Every line below that mentions the word "ConsumeMetrics" should be copied out.
(PROVIDED ENTRIES Opens)
PR #183, opened 2019-12-12
JsonFromGenericRecord Method in Utils class Enable public access

andrewchoi5:
** jsonFromGenericRecord(..)** in `Utils` class enable `public` access such that external `dependencies` can have access to this method when needed.

### DIFF
--- a/src/main/java/com/linkedin/kmf/common/Utils.java
+++ b/src/main/java/com/linkedin/kmf/common/Utils.java
@@ -150,7 +150,7 @@ public class Utils {
     return record;
   }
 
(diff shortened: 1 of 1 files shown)


src/main/java/com/linkedin/kmf/common/Utils.java
```diff
@@ -150,7 +150,7 @@ public static GenericRecord genericRecordFromJson(String message) {
     return record;
   }
```
andrewchoi5: @smccauliff merging this PR as this is a small change that unblocks internal MP testing.

Issue #178, opened 2019-12-09
Kafka SSL handhake failed


KhoiDinh:
I am trying to connect kafka monitor to my sasl_ssl configured kafka cluster. My kafka cluster currently works with sasl_ssl but kafka monitor keeps on failed. This is what I get when I try to run kafka monitor:

>  [2019-12-09 15:19:10,887] INFO MultiClusterTopicManagementServiceConfig values: 
> 	topic = my-topic
> 	topic-management.preferred.leader.election.check.interval.ms = 300000
> 	topic-management.rebalance.interval.ms = 600000
>  (com.linkedin.kmf.services.configs.MultiClusterTopicManagementServiceConfig)
> [2019-12-09 15:19:10,941] INFO TopicManagementServiceConfig values: 
> 	topic = my-topic
> 	topic-management.minPartitionNum = 1
> 	topic-management.partitionsToBrokersRatio = 2.0
> 	topic-management.replicationFactor = 1
> 	topic-management.topicCreationEnabled = true
> 	topic-management.topicFactory.class.name = com.linkedin.kmf.topicfactory.DefaultTopicFactory
> 	zookeeper.connect = 10.15.164.233:2181
>  (com.linkedin.kmf.services.configs.TopicManagementServiceConfig)
> [2019-12-09 15:19:11,005] INFO ProduceServiceConfig values: 
> 	bootstrap.servers = 10.15.164.233:9093
> 	produce.latency.percentile.granularity.ms = 1
> 	produce.latency.percentile.max.ms = 5000
> 	produce.partitioner.class = class com.linkedin.kmf.partitioner.NewKMPartitioner
> 	produce.producer.class = com.linkedin.kmf.producer.NewProducer
> 	produce.producer.id = kmf-producer
> 	produce.record.delay.ms = 100
> 	produce.record.size.byte = 100
> 	produce.sync = true
> 	produce.thread.num = 5
> 	produce.treat.zero.throughput.as.unavailable = true
> 	topic = my-topic
> 	zookeeper.connect = 10.15.164.233:2181
>  (com.linkedin.kmf.services.configs.ProduceServiceConfig)
> [2019-12-09 15:19:11,146] INFO single-cluster-monitor/ProduceService is initialized. (com.linkedin.kmf.services.ProduceService)
> [2019-12-09 15:19:11,152] INFO ConsumeServiceConfig values: 
> 	bootstrap.servers = 10.15.164.233:9093
[...]

PR #187, opened 2019-12-18
[WIP] Enable SSL Configurations for ISSUE #178

andrewchoi5:
This will be merged **after** the PR `(https://github.com/linkedin/kafka-monitor/pull/181)` is merged. and then this _PR_ rebased.

Addresses the issue:
> https://github.com/linkedin/kafka-monitor/issues/178


src/main/java/com/linkedin/kmf/common/Utils.java
```diff
@@ -45,6 +50,42 @@
...
+    props.put(SslConfigs.SSL_KEYSTORE_PASSWORD_CONFIG, adminClientConfig.getString(SslConfigs.SSL_KEYSTORE_PASSWORD_CONFIG));
+    props.put(SslConfigs.SSL_KEY_PASSWORD_CONFIG, adminClientConfig.getString(SslConfigs.SSL_KEY_PASSWORD_CONFIG));
+    props.put(SslConfigs.SSL_TRUSTSTORE_LOCATION_CONFIG, adminClientConfig.getString(SslConfigs.SSL_TRUSTSTORE_LOCATION_CONFIG));
+    props.put(SslConfigs.SSL_TRUSTSTORE_PASSWORD_CONFIG, adminClientConfig.getString(SslConfigs.SSL_TRUSTSTORE_PASSWORD_CONFIG));
+    props.put(SslConfigs.SSL_KEYSTORE_TYPE_CONFIG, adminClientConfig.getString(SslConfigs.SSL_KEYSTORE_TYPE_CONFIG));
+    props.put(SslConfigs.SSL_SECURE_RANDOM_IMPLEMENTATION_CONFIG, adminClientConfig.getString(SslConfigs.SSL_SECURE_RANDOM_IMPLEMENTATION_CONFIG));
+    props.put(SslConfigs.SSL_TRUSTMANAGER_ALGORITHM_CONFIG, adminClientConfig.getString(SslConfigs.SSL_TRUSTMANAGER_ALGORITHM_CONFIG));
+    props.put(SslConfigs.SSL_TRUSTSTORE_TYPE_CONFIG, adminClientConfig.getString(SslConfigs.SSL_TRUSTSTORE_TYPE_CONFIG));
+    return props;
+  }
```
smccauliff: What does this do that can not be done with the existing configuration system?

This does not address the user issue as they are using SASL.

When the Kafka producers and consumers add new properties this block of code will need to be changed which means the code is more brittle when upgrading between versions of Kafka.

src/main/java/com/linkedin/kmf/apps/MultiClusterMonitor.java
```diff
@@ -70,28 +72,31 @@ public MultiClusterMonitor(Map<String, Object> props, String name) throws Except
...
   }
 
   @Override
   public boolean isRunning() {
-    return _topicManagementService.isRunning() && _produceService.isRunning() && _consumeService.isRunning();
+    return _multiClusterTopicManagementService.isRunning() && _produceService.isRunning() && _consumeService.isRunning();
   }
 
   @Override
   public void awaitShutdown() {
```
Lincong: I know that it is out of the scope of this PR. But I think changing the `awaitShutdown()` method in the `App` interface and make it take some timeout parameter might be a better practice. For example, refer to the `ExecutorService` API `boolean awaitTermination(long timeout, TimeUnit unit)`. No need to change now. But it would be great if you can consider this change to be on the backlog.

src/main/java/com/linkedin/kmf/services/MultiClusterTopicManagementService.java
```diff
@@ -262,7 +262,9 @@ public void run() {
       Map topicFactoryConfig = props.containsKey(TopicManagementServiceConfig.TOPIC_FACTORY_PROPS_CONFIG) ?
           (Map) props.get(TopicManagementServiceConfig.TOPIC_FACTORY_PROPS_CONFIG) : new HashMap();
       _topicFactory = (TopicFactory) Class.forName(topicFactoryClassName).getConstructor(Map.class).newInstance(topicFactoryConfig);
+
       _adminClient = constructAdminClient(props);
+      LOG.info("{} configs: {}", _adminClient.getClass().getSimpleName(), _adminClient);
```
Lincong: The second argument to the logger is of type `AdminClient`. Do you mean to use `props` instead of `_adminClient `?

src/main/java/com/linkedin/kmf/services/MultiClusterTopicManagementService.java
```diff
@@ -66,21 +66,23 @@
...
   private static final String METRIC_GROUP_NAME = "topic-management-service";
+  private final CompletableFuture<Void> _topicPartitionReady = new CompletableFuture<>();
   private final AtomicBoolean _isRunning = new AtomicBoolean(false);
   private final String _serviceName;
   private final Map<String, TopicManagementHelper> _topicManagementByCluster;
   private final int _scheduleIntervalMs;
   private final long _preferredLeaderElectionIntervalMs;
   private final ScheduledExecutorService _executor;
-  final private CompletableFuture<Void> _completableFuture;
+  private final CompletableFuture<Void> _completableFuture;
```
Lincong: Again, can we not name a variable by its type (unless there is a very good reason for doing it)?

src/main/java/com/linkedin/kmf/apps/SingleClusterMonitor.java
```diff
@@ -77,6 +79,15 @@ public void stop() {
 
   @Override
   public boolean isRunning() {
```
Lincong: Nit: maybe consider the following code
```
    boolean isRunning = true;

    if (!_topicManagementService.isRunning()) {
      isRunning = false;
      LOG.info("_topicManagementService not running.");
    }
    if (!_produceService.isRunning()) {
      isRunning = false;
      LOG.info("_produceService not running.");
    }
    if (!_consumeService.isRunning()) {
      isRunning = false;
      LOG.info("_consumeService not Running.");
    }
    return isRunning;
```

src/main/java/com/linkedin/kmf/services/ConsumeService.java
```diff
@@ -57,16 +58,16 @@
       ConsumeServiceConfig.ZOOKEEPER_CONNECT_CONFIG};
 
   private final String _name;
-  private final ConsumeMetrics _sensors;
+  private ConsumeMetrics _sensors;
   private final KMBaseConsumer _consumer;
-  private final Thread _thread;
+  private Thread _thread;
```
Lincong: Maybe give this thread a more informative name?

src/main/java/com/linkedin/kmf/apps/SingleClusterMonitor.java
andrewchoi5: amended.

src/main/java/com/linkedin/kmf/apps/MultiClusterMonitor.java
andrewchoi5: This could be in my backlog collections for revisions in the future.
(PROVIDED ENTRIES Closes)
> OUTPUT FOR THIS EXERCISE:
-  private final ConsumeMetrics _sensors;
+  private ConsumeMetrics _sensors;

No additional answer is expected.